Also, German retail sales demonstrated a surprise decline in March.
However, the European benchmark rebounded, paring more than half of its fall.
STOXX 600 Daily
The Europe-wide gauge ended a three-day advance and may have completed a small Evening Star, confirming the resistance of a top after violating the 50 DMA. An Evening Star is a three-day pattern demonstrating that an initial bullish attempt, manifested by a rising gap, was full of hot hair, as bears triggered a falling gap in the same spot.
Automaker Mercedes Benz (ETR:MBGn), healthcare firm Bayer (ETR:BAYGN), auto parts manufacturer Continental (ETR:CONG), and chemical company BASF (ETR:BASFN) all pulled the STOXX 600 down, as they went ex-dividend, losing their attraction for any new investors interested in their payouts.
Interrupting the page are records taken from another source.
PR #259, opened 2022-09-02
Updates to TypeScript 4.8.2

smaye81:
Update Connect Web to TypeScript 4.8.2 and in so doing, fix the breaking change on `ReadableStreamDefaultReadResult` naming.

### DIFF
--- a/package.json
+++ b/package.json
@@ -14,7 +14,7 @@
     "npm": ">=8"
   },
   "devDependencies": {
-    "typescript": "~4.7.4",
+    "typescript": "~4.8.2",
     "@typescript-eslint/eslint-plugin": "^5.36.1",
     "@typescript-eslint/parser": "^5.36.1",
     "eslint": "^8.21.0",
--- a/package.json
+++ b/package.json
@@ -14,7 +14,7 @@
     "npm": ">=8"
   },
   "devDependencies": {
-    "typescript": "~4.8.2",
+    "typescript": "^4.8.2",
     "@typescript-eslint/eslint-plugin": "^5.36.1",
     "@typescript-eslint/parser": "^5.36.1",
     "eslint": "^8.21.0",
--- a/packages/connect-web-test/src/nodeonly/grpc-transport.ts
+++ b/packages/connect-web-test/src/nodeonly/grpc-transport.ts
@@ -17,7 +17,7 @@ import type {
   StreamResponse,
   UnaryRequest,
   UnaryResponse,
-  ReadableStreamDefaultReadResult,
+  ReadableStreamDefaultReadResultLike,
 } from "@bufbuild/connect-web";
 import {
   Code,
@@ -261,7 +261,7 @@ export function createGrpcTransport(
               method,
               header,
               trailer,
-              async read(): Promise<ReadableStreamDefaultReadResult<O>> {
+              async read(): Promise<ReadableStreamDefaultReadResultLike<O>> {
                 const outcome = await new Promise<O | Error | null>(
                   (resolve) => {
                     if (callEnded) {
--- a/packages/connect-web-test/src/nodeonly/grpc-transport.ts
+++ b/packages/connect-web-test/src/nodeonly/grpc-transport.ts
@@ -260,11 +260,7 @@ export function createGrpcTransport(
               method,
               header,
               trailer,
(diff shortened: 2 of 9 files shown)


package.json
```diff
@@ -14,7 +14,7 @@
     "npm": ">=8"
   },
   "devDependencies": {
-    "typescript": "~4.7.4",
+    "typescript": "~4.8.2",
```
timostamm, line 17: I think we can go back to `^` here?

packages/connect-web/src/lib.dom.streams.ts
```diff
@@ -0,0 +1,32 @@
...
+// distributed under the License is distributed on an "AS IS" BASIS,
+// WITHOUT WARRANTIES OR CONDITIONS OF ANY KIND, either express or implied.
+// See the License for the specific language governing permissions and
+// limitations under the License.
+
+// The name for the ReadableStreamDefaultReadResult type changed in TypeScript 4.8.2 to ReadableStreamReadResult.  This
+// makes supporting multiple versions of TypeScript difficult if we use the ambient type declaration.  Instead, this
+// type is meant to mimic the type provided by TypeScript, just defined here so that we can have better control with
+// supporting various versions.  The suffix 'Like' has been added to the type name to differentiate it from the actual
+// type provided by TypeScript libs.
```
timostamm, line 19: Comment is on point :+1: 

Couple of comment style nits though:

Can you leave an empty line before the interface declaration though, so that the comment isn't attached to it?
Alternative, you could attach it to the exported element. In that case I'd recommend to move the exported type to the top, in front of the two interfaces.

Can you wrap the lines at 80 columns?

smaye81: Yep.  Done.  I added the comment to the exported element.

packages/connect-web/src/index.ts
```diff
@@ -51,3 +51,5 @@ export {
 } from "./http-headers.js";
 
 export { createEnvelopeReadableStream } from "./envelope.js";
+
+export { ReadableStreamDefaultReadResultLike } from "./lib.dom.streams.js";
```
timostamm, line 55: We must not export this. The user brings their own type. For example:

```ts
declare var a: StreamResponse<SayRequest>;
const b: ReadableStreamReadResult<SayRequest> = await a.read();
```

`r.read()` returns our `ReadableStreamDefaultReadResultLike`, but it's assignable to `ReadableStreamReadResult` and to `ReadableStreamDefaultReadResult`, which means our typings are compatible with both. As long as the types are assignable, we're good.

packages/connect-web/src/lib.dom.streams.ts
```diff
@@ -0,0 +1,34 @@
...
+// limitations under the License.
+
+// The name for the ReadableStreamDefaultReadResult type changed in TypeScript
+// 4.8.2 to ReadableStreamReadResult.  This makes supporting multiple versions
+// of TypeScript difficult if we use the ambient type declaration.  Instead,
+// this type is meant to mimic the type provided by TypeScript, just defined
+// here so that we can have better control with supporting various versions.
+// The suffix 'Like' has been added to the type name to differentiate it from
+// the actual type provided by TypeScript libs.
+export type ReadableStreamDefaultReadResultLike<T> =
```
timostamm, line 22: Apologies for not noticing before, but wouldn't it be a better fit to name this `ReadableStreamReadResultLike`, since we're at the new TS version now, and the dom lib type is named `ReadableStreamReadResult`?

packages/connect-web-test/src/nodeonly/grpc-transport.ts
```diff
@@ -260,7 +260,11 @@ export function createGrpcTransport(
               method,
               header,
               trailer,
-              async read(): Promise<ReadableStreamDefaultReadResult<O>> {
+              // Note this is using the TypeScript type ReadableStreamReadResult and not the custom type used by
+              // Connect-Web.  This mimics how users will interact with the library (using their own DOM lib) and tests
+              // compatibility with the two types in that the Connect Web custom type should always be assignable to
+              // the type in the user's DOM lib.
+              async read(): Promise<ReadableStreamReadResult<O>> {
```
timostamm, line 267: Just relying on type inference is probably an easy solution here:

```suggestion
              async read() {
```

timostamm (approved):

PR #268, opened 2022-09-15
Fix await res.json() in top-level README

nguyenyou:
Without `await`, we receive a promise instead of an expected value


timostamm (commented):
A perfect example of why you should use connect-web instead of fetch :wink:
Kidding aside, thank you for the fix, @nguyenyou!

Can I ask you to update the [README in packages/connect-web](https://github.com/bufbuild/connect-web/blob/main/packages/connect-web/README.md) as well?

PR #273, opened 2022-09-20
Removes unused release automation artifacts

smaye81:
We are iceboxing release automation for connect-web right now.  The release process is not very onerous and devoting effort to automating it is not the best use of our time.  We will revisit if/when the release process becomes more involved (i.e. after v1.0)


packages/connect-web-bench/README.md
```diff
@@ -10,5 +10,5 @@ it like a web server would usually do.
 
 | code generator | bundle size        | minified               | compressed           |
 |----------------|-------------------:|-----------------------:|---------------------:|
-| connect-web    | 87,712 b | 40,923 b | 11,344 b |
+| connect-web    | 87,899 b | 40,992 b | 11,384 b |
```
smaye81, line 13: Not sure why the bench numbers changed as a result of this.  Maybe this is related to an earlier change?

timostamm: Yes, forgot to do it in https://github.com/bufbuild/connect-web/pull/272, thanks for the update.

timostamm (approved):

PR #274, opened 2022-09-22
Respect binary encoding options in the connect transport

timostamm:
The Connect transport takes `binaryOptions` - rarely used options for the binary encoding - but never passed them to the serialization functions.

This fixes it.


akshayjshah (approved):
Is a unit test covering this case appropriate?

timostamm:
> Is a unit test covering this case appropriate?

Unfortunately, we would have to mock large parts of the fetch API for a unit test. Considering that this only passes on an argument that is already well covered in protobuf-es, it does not seem worth it to add test code several times the LoC of the actual code.

PR #288, opened 2022-10-03
Dependabot batched updates

paul-sachs:
More dependabot updates.


smaye81:
@paul-sachs not sure why the browserstack stuff is failing, but the `karma` updates could be the culprit maybe?

paul-sachs:
> @paul-sachs not sure why the browserstack stuff is failing, but the `karma` updates could be the culprit maybe?

Eh, who knows. I'll dig in.

paul-sachs:
So it seems the culprit is esbuild@0.5.8. Not exactly sure where or how, but it's causing safari 11.1 to hang during testing.

paul-sachs:
So finally just hooked up browserstack and pointed it at the karma runner and it looks like we've got some syntax that Safari doesn't like:

image

No idea why upgrading these deps made it worse but it looks like Safari 11.1 may not have ever worked properly and it was just not getting hit properly before, or there's a flag I need to use to compile this syntax.

packages/connect-web-bench/package.json
```diff
@@ -9,8 +9,8 @@
     "@bufbuild/connect-web": "0.2.1",
     "@bufbuild/protobuf": "0.1.1",
     "@bufbuild/protoc-gen-es": "0.1.1",
-    "esbuild": "^0.15.6",
-    "google-protobuf": "^3.20.1",
-    "grpc-web": "^1.3.1"
+    "esbuild": "^0.15.10",
+    "google-protobuf": "^3.21.0",
+    "grpc-web": "^1.4.1"
```
timostamm, line 14: These runtime dependencies should match the code generator version. 

Can you update packages/connect-web-bench/buf.gen.yaml? 
You will also need to run `make bench` to update to benchmark results.

packages/connect-web-test/karma-fixup-queueMicrotask.js
```diff
@@ -0,0 +1,26 @@
...
+// limitations under the License.
+
+/* eslint-disable */
+
+(function () {
+  if (typeof globalThis.queueMicrotask === "function") {
+    return;
+  }
+
+  globalThis.queueMicrotask = (callback) =>
```
timostamm, line 22: :+1:

packages/connect-web-bench/package.json
paul-sachs: Ah, will do.

paul-sachs: I'll also update the notion doc to remind anyone doing dependabot updates to do this.

paul-sachs: Alright, updated.

timostamm (approved):
Thank you, especially for the karma fix!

Asia-Pacific stocks sold off on China’s factory lockdown crunch. Australia’s ASX 200 tumbled 1.2%, leading regional stocks lower. Technology shares took the brunt of the fall. Local traders await a central bank policy meeting, in which the Reserve Bank of Australia is forecast to raise interest rates on Tuesday. Although it has recovered, the Aussie dollar fell earlier, for the third straight day, and hit its lowest level since Jan. 28.
Treasury yields on the 10-year note moved higher and the dollar rebounded, paring half of Friday’s decline.
Dollar Index Daily
Bulls are retesting the resistance of a Bearish Engulfing pattern, which occurs when a long red candle opens higher but closes below a preceding long green candle. The pattern reflects that bulls showed their cards, and bears had the more substantial hand.
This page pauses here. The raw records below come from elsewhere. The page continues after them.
PR #318, opened 2022-11-09
updates `service` type to reflect only the necessary properties

dimitropoulos:
I hit a use case in generating a plugin that requires connect-web for transport but doesn't need the generation of services.  In that situation, this was the only blocker I am aware of that forced me to use a service.  Come to find out, then, that the full service isn't actually required.  This PR addresses that by only asking for the required fields.  It's a backwards compatible change because a full service will still structurally match.

### DIFF
--- a/packages/connect-web/src/connect-transport.ts
+++ b/packages/connect-web/src/connect-transport.ts
@@ -107,7 +107,7 @@ export function createConnectTransport(
       I extends Message<I> = AnyMessage,
       O extends Message<O> = AnyMessage
     >(
-      service: ServiceType,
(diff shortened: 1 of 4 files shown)


timostamm:
Thanks for the initiative, Dimitri!

I'm afraid now is not a good time for this change, because we are working on the next release in the connect-web-next package, and there are a couple of things in flight that might be complicated by this change.

Closing this for - let's revisit after we switched @bufbuild/connect-web to use @bufbuild/connect-core. In the meantime, you can simply pass `{typeName: "...", methods: {}}` as a valid `ServiceType`.

PR #320, opened 2022-11-10
Support the construction of errors with details

timostamm:
We want to enable service implementations to raise an error with details. This changes the `details` property of `ConnectError` to hold both incoming _and_ outgoing error details, which need to be represented in slightly different forms.

This is technically a breaking change because the property is public, but we always recommended to use the connectErrorDetails() to obtain details from an error. User-provided transport implementations that parse error details will need to update.

This re-introduces the `details` argument to the ConnectError constructor that was removed in #164 and deprecated in #272. Because we change the order of arguments, the new constructor signature is compatible with the deprecation.

This also adds the functions connectCodeToHttpStatus() and connectErrorToJson().

### DIFF
--- a/packages/connect-core/src/connect-code-to-http-status.ts
+++ b/packages/connect-core/src/connect-code-to-http-status.ts
@@ -1,0 +1,44 @@
+import { Code } from "./code.js";
+
+/**
+ * Returns a HTTP status code for the given Connect code.
+ * See https://connect.build/docs/protocol#error-codes
+ */
+export function connectCodeToHttpStatus(code: Code): number {
+  switch (code) {
+    case Code.Canceled:
+      return 408; // Request Timeout
+    case Code.Unknown:
+      return 500; // Internal Server Error
+    case Code.InvalidArgument:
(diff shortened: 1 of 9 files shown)


smaye81:
Will anything need to change here as a result of https://github.com/bufbuild/protobuf-es/pull/294?  I know we had mentioned that once we implement those changes, we should update connect-web - the implementation of `connectErrorFromJson()` could be more simple.

smaye81 (approved):

timostamm:
> Will anything need to change here as a result of [bufbuild/protobuf-es#294](https://github.com/bufbuild/protobuf-es/pull/294)? I know we had mentioned that once we implement those changes, we should update connect-web - the implementation of `connectErrorFromJson()` could be more simple.

The unpack() method from https://github.com/bufbuild/protobuf-es/pull/288 will simplify the code [here](https://github.com/bufbuild/connect-web/blob/2f1d825cae73648a411b5c9dae843be50a960054/packages/connect-core/src/connect-error.ts#L145).

PR #189, opened 2017-04-19
Now pass pool_size to the underlayed aiomcache

abusi:
We needed to tweak this on our side. cause the default for aiomcache.client is 2, and it is really light in a context of high polling a memcache.


argaen:
Thanks for your contribution!

PR #200, opened 2017-04-23
Remove unnecessary warning

pitcons:
There is no cPickle in python 3


argaen:
You're right, thanks!

PR #213, opened 2017-05-06
Decorators support introspection

### LINKED ISSUE #212: Use decorator module for signature-preserving decorators
It looks like your awesome `cached` and `multi_cached` decorators don't make use of https://pypi.python.org/pypi/decorator which helpers write cleaner decorators that benefit from signature-preservation (which is important to some people :-)

I could submit a PR if you like?

argaen:
Closes #212

### DIFF
--- a/tests/ut/test_decorators.py
+++ b/tests/ut/test_decorators.py
@@ -1,6 +1,7 @@
 import sys
 import pytest
 import random
+import inspect
 import asynctest
 
 from unittest import mock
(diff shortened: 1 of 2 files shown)


tests/ut/test_decorators.py
```diff
@@ -197,6 +198,16 @@ class Dummy:
...
 
+    @pytest.mark.asyncio
+    async def test_cached_keeps_signature(self):
+        @cached()
+        async def what(self, a, b):
+            return "1"
+
+        assert what.__name__ == "what"
+        assert str(inspect.signature(what)) == '(self, a, b)'
+        assert inspect.getfullargspec(what.__wrapped__).args == ['self', 'a', 'b']
```
argaen: @OOPman have a look at the behavior here. Dunno how zope does the interface check, but it should use the `signature` (https://docs.python.org/3/library/inspect.html#inspect.signature) one since it enables the `follow_wrapper` by default.

getfullargspec (https://docs.python.org/3/library/inspect.html#inspect.getfullargspec) doesn't support following the __wrapped__ attribute that `functools.wraps` adds.

OOPMan: Looks good. Iirc Zope uses inspect as you have since it's the only sane way to do it. There are probably some insane ways but why worry about those :-)

argaen: yeah, my point was more that if Zope uses `inspect.signature` then it will work. If it uses `inspect.getfullargspec` it won't because the real signature is under the `__wrapped__` attribute of the function and `getfullargspec` doesn't use it (while `signature` does :))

The bearish resistance follows a winning streak for six consecutive days. The RSI is falling from the most oversold condition of 83.5, the highest on the chart, showing data since January 2018. The dollar could use a correction after reaching its highest level since 2002.
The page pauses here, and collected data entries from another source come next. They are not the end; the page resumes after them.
Issue #27, opened 2016-10-23
Implement locking to avoid dogpile effects


argaen:
This would help to avoid problems like race conditions, dogpile effect, etc.

Some ideas:
- https://bitbucket.org/zzzeek/dogpile.cache/
- https://pypi.python.org/pypi/HermesCache

References:
- http://martin.kleppmann.com/2016/02/08/how-to-do-distributed-locking.html
- http://antirez.com/news/101
- https://aphyr.com/posts/283-jepsen-redis

Couple of things to keep in mind:

- Keep this as decoupled as possible, I don't know yet all use cases but for consistency, the approaches described below are not the most recommended. Since the main use case now is avoid stampede and avoid race conditions, we are "fine".
- Should add disclaimers that the lock doesn't aim for consistency.

**Redis**

For now I'm thinking about going for using the simple approach described in https://redis.io/topics/distlock#correct-implementation-with-a-single-instance (lease time should be able to be passed by the user).

**Memcached**

https://bluxte.net/musings/2009/10/28/simple-distributed-lock-memcached/
https://github.com/memcached/memcached/wiki/ProgrammingTricks#avoiding-stampeding-herd

**Memory**

Just go with asyncio.Lock

argaen:
This is not a policy and should only be implemented in the decorators (which are the ones surrounding the functions). Explicit usages are not meant for this.

argaen:
Closed with 

#235 Redis redlock
#240 Memcached redlock
#241 Memory redlock

PR #235, opened 2017-05-23
Feature #27/redis locking

argaen:
Adds support for Redis distributed lock to avoid cache stampede effects. For now its not applied anywhere and functions/class is private.

Once implementation for memcached and memory is done, I'll add support for cached decorator at first and make it public as a on demand feature after. The implementation for memcached and memory won't be hard now that the base is set with Redis.

Some things to still add in this MR:

- ~Lease time should support miliseconds (now its just seconds). I think this will raise a problem for memcached since it doesn't support it?~
- There is a worst case scenario for operations that take the whole lease time N. If a call arrives 0.1 ms before the lease expires, the call will be blocked N while it would only need 0.1 to continue. Gonna leave it like that (documented in the class).
- If the lease expires, ALL calls will try to retrieve the value from the resource that its being protected. I've decided to do it this way to avoid block the calls too much waiting for leases that could always be expiring. Gonna leave it like that (documented in the class).

@gjcarneiro what do you think, is there anything you are missing? You can see an example of it working in https://github.com/argaen/aiocache/compare/feature_%2327/redis_locking?expand=1#diff-61192af138ef98c9b82cba13168e6e12R205 (the `asyncio.sleep` there represents the expensive operation)

### DIFF
--- a/.gitignore
+++ b/.gitignore
@@ -91,3 +91,5 @@ ENV/
 
 dump.rdb
 _release_notes
+
+tags
--- a/aiocache/_lock.py
+++ b/aiocache/_lock.py
@@ -2,11 +2,19 @@ import asyncio
 import uuid
 
 
-class _Lock:
+class _DistributedLock:
     """
     Implementation of [Redlock](https://redis.io/topics/distlock)
     with a single instance because aiocache is focused on single
     instance cache.
+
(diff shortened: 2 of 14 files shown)


argaen:
Redis integration done. #27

Gold fell, capping a two-day advance.
The price of the yellow metal continues to struggle between the bottom of a triangle and the support of the Nov. 16 high. Whichever wins will likely dominate the direction of the next move.
Bitcoin climbed for the second day.
The price jumped off the bottom of a rising channel and will challenge a bearish flag.
Oil fell as the market continues to seek direction. The EU is about to propose a ban on importing Russian crude into Europe by the end of the year which should boost the price.
WTI fell back into a triangle, perhaps as a return move. If the pattern supports this price, it will make sense as any uncertainty and upheaval in the energy market should boost prices, not let them fall.
On Tuesday, Germany publishes unemployment figures.
The UK reports manufacturing PMI for April on Tuesday.
The US reports JOLTS Job Openings on Tuesday.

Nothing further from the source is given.